======== Supplied data
PR #1288, opened 2026-07-18
fix(router, query-planner): root types are no longer hard-coded

### LINKED ISSUE #1231: Renamed root operation type produces malformed subgraph operations (root fields wrapped in an inline fragment)
> **Related to #1227** (same class, different code path). #1227 fixed one instance of this pattern — deciding root/operation semantics from a hard-coded root type **name/output type** instead of `operation_kind` — in mutation detection. This is another instance of the same pattern in the fetch-selection path (`selections.rs`); noticing it while looking at #1227’s fix. Provenance note: unlike #1227, this is **not a recent regression** — the literal root-name comparison here appears longstanding, present since the single-type fetch-selection handling was written. The fix is the same shape as #1227: key on `operation_kind` / the schema’s actual root type name rather than the literals.

## Summary

If a supergraph renames a root operation type in its `schema` block (e.g. `schema { query: Query, mutation: MutationRoot }`), the query planner emits subgraph operations whose **root fields are wrapped in a top-level inline fragment** (`{ ... on MutationRoot { ... } }`) instead of a normal `mutation { ... }` selection set — a malformed operation that a subgraph will reject or mis-handle.

## Reproduction

Load a supergraph whose mutation root type is renamed (via `supergraph: source: file`), for example a schema block like:

```graphql
schema
  @link(url: "https://specs.apollo.dev/link/v1.0")
  @link(url: "https://specs.apollo.dev/join/v0.3", for: EXECUTION)
{
  query: Query
  mutation: MutationRoot   # <-- renamed root
}
```

with a `MutationRoot` type exposing a couple of fields, then plan a multi-field mutation. The emitted subgraph operation comes out as, roughly:

```graphql
# actual (malformed): root fields wrapped in an inline fragment on the renamed type,
# with no `mutation {` keyword
{ ... on MutationRoot { five: add(num: 5) ... } }

# expected: a normal mutation operation
mutation { five: add(num: 5) ... }
```

The router loads the renamed-root supergraph without complaint (`safe_parse_schema` → `Planner::new_from_supergraph`), the renamed name is preserved end-to-end (`SupergraphState.mutation_type == Some("MutationRoot")`), and the plan wraps every root fetch in `... on MutationRoot`.

## Root cause

`lib/query-planner/src/planner/fetch/selections.rs:47` decides whether to unwrap a single-type fetch's selection by comparing the type name against hard-coded literals:

```rust
if type_name == "Query" || type_name == "Mutation" || type_name == "Subscription" {
    return selections.clone();   // unwrap to a bare root selection set
}
```

The type name here is the schema's actual (renameable) root type name (`SupergraphState` reads it from the `schema` block — `state/supergraph_state.rs:212-214`, only defaulting to the literals when the block is absent). A renamed root fails this literal comparison, so the root selection is never unwrapped and stays fragment-wrapped.

## Impact

Malformed subgraph operations for any supergraph with a renamed root operation type — the subgraph rejects them or mis-executes them. It's a correctness/data-integrity issue for that configuration (operation ordering, e.g. mutation serialization, is unaffected — only the root-field shape is wrong).

## Caveat / reachability

This is triggered by an **operator-supplied supergraph** with a renamed root, not by client input — so it's a configuration footgun, not an externally-triggerable bug. I confirmed it end-to-end through the `supergraph: source: file` load path (the load path preserves the renamed name with no normalization and no rejection). I was **not** able to confirm whether standard managed composition (Apollo/Hive) ever emits a renamed root into the composed supergraph — my understanding is composition typically canonicalizes root operation types to `Query`/`Mutation`/`Subscription`, in which case managed deployments wouldn't hit this and it mainly affects hand-authored or non-standard-composed supergraphs. Worth a maintainer confirming whether a renamed root can reach the router in the managed flow.

## Suggested fix

Key the root-selection unwrap on the operation kind / the schema's actual root type name (which `SupergraphState` already holds) rather than the hard-coded string literals. Happy to send a PR.

kamilkisiela:
Removes the assumption that GraphQL root types are always named `Query`, `Mutation`, and `Subscription`

We now reads the real root type names from the schema and tracks the operation kind. It also adds tests for renamed root types.

Closes https://github.com/graphql-hive/router/issues/1231

### DIFF
--- a/bin/router/src/pipeline/demand_control/runtime.rs
+++ b/bin/router/src/pipeline/demand_control/runtime.rs
@@ -295,7 +295,7 @@ impl DemandControlRuntime {
         actual_plans_by_fetch_hash: &mut Option<AHashMap<u64, CompiledSubgraphActualCostPlan>>,
     ) -> FormulaFetchNode {
         let default_list_size = self.default_list_size_for_subgraph(service_name);
-        let root_type = supergraph_state.root_type_name(operation_kind);
+        let root_type = supergraph_state.expect_root_type_name(operation_kind);
         if let Some(actual_plans_by_fetch_hash) = actual_plans_by_fetch_hash {
             actual_plans_by_fetch_hash
                 .entry(operation.hash)
--- a/lib/executor/src/execution/plan.rs
+++ b/lib/executor/src/execution/plan.rs
@@ -123,7 +123,8 @@ pub struct QueryPlanExecutionOpts<'exec> {
     pub extensions: ExecutionResultExtensions<'exec>,
     pub client_request: Arc<ClientRequestDetails<'exec>>,
     pub introspection_context: Arc<IntrospectionContext>,
-    pub operation_type_name: &'static str,
+    pub operation_type_name: String,
+    pub operation_kind: OperationKind,
     pub executors: Arc<SubgraphExecutorMap>,
     pub jwt_auth_forwarding: Option<Arc<JwtAuthForwardingPlan>>,
     pub graphql_error_recorder: Option<GraphQLErrorMetricsRecorder>,
@@ -380,7 +381,8 @@ pub async fn execute_query_plan<'exec>(
                         path_params: client_path_params.clone(),
                     }.into(),
                     introspection_context: opts.introspection_context.clone(),
-                    operation_type_name: opts.operation_type_name,
+                    operation_type_name: opts.operation_type_name.clone(),
+                    operation_kind: opts.operation_kind.clone(),
                     executors: opts.executors.clone(),
                     jwt_auth_forwarding: opts.jwt_auth_forwarding.clone(),
                     initial_errors,
@@ -434,7 +436,7 @@ async fn execute_query_plan_with_data<'exec>(
 ) -> Result<PlanExecutionOutput, PlanExecutionError> {
     let mut errors = opts.initial_errors;
 
-    let dedupe_subgraph_requests = opts.operation_type_name == "Query";
+    let dedupe_subgraph_requests = opts.operation_kind.is_query();
 
     let mut on_end_callbacks = vec![];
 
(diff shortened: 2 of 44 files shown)


bin/router/src/pipeline/demand_control/runtime.rs
```diff
@@ -295,7 +295,7 @@ impl DemandControlRuntime {
         actual_plans_by_fetch_hash: &mut Option<AHashMap<u64, CompiledSubgraphActualCostPlan>>,
     ) -> FormulaFetchNode {
         let default_list_size = self.default_list_size_for_subgraph(service_name);
-        let root_type = supergraph_state.root_type_name(operation_kind);
+        let root_type = supergraph_state.expect_root_type_name(operation_kind);
```
kamilkisiela, line 298: Past validation, so root type is expected

lib/executor/src/execution/plan.rs
```diff
@@ -434,7 +436,7 @@ async fn execute_query_plan_with_data<'exec>(
 ) -> Result<PlanExecutionOutput, PlanExecutionError> {
     let mut errors = opts.initial_errors;
 
-    let dedupe_subgraph_requests = opts.operation_type_name == "Query";
+    let dedupe_subgraph_requests = opts.operation_kind.is_query();
```
kamilkisiela, line 439: We pass now `operation_kind`, so it's easier to check whether it's a query or mutation

lib/executor/src/introspection/schema.rs
```diff
@@ -240,6 +272,9 @@ impl SchemaWithMetadata for ConsumerSchema {
             scalar_types,
             union_types,
             interface_types,
+            query_type_name,
```
kamilkisiela, line 275: Caches so we don't have to find root types again and again

lib/executor/src/execution/plan.rs
dotansimha: nice

dotansimha (approved):
LGTM. Thanks @kamilkisiela . I rebased and fixed a few conflicts :)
================
Work task: Please transcribe the records exactly from their first line through the line holding "### LINKED ISSUE", and leave out all others.

Solution to the exercise:
PR #1288, opened 2026-07-18
fix(router, query-planner): root types are no longer hard-coded

### LINKED ISSUE #1231: Renamed root operation type produces malformed subgraph operations (root fields wrapped in an inline fragment)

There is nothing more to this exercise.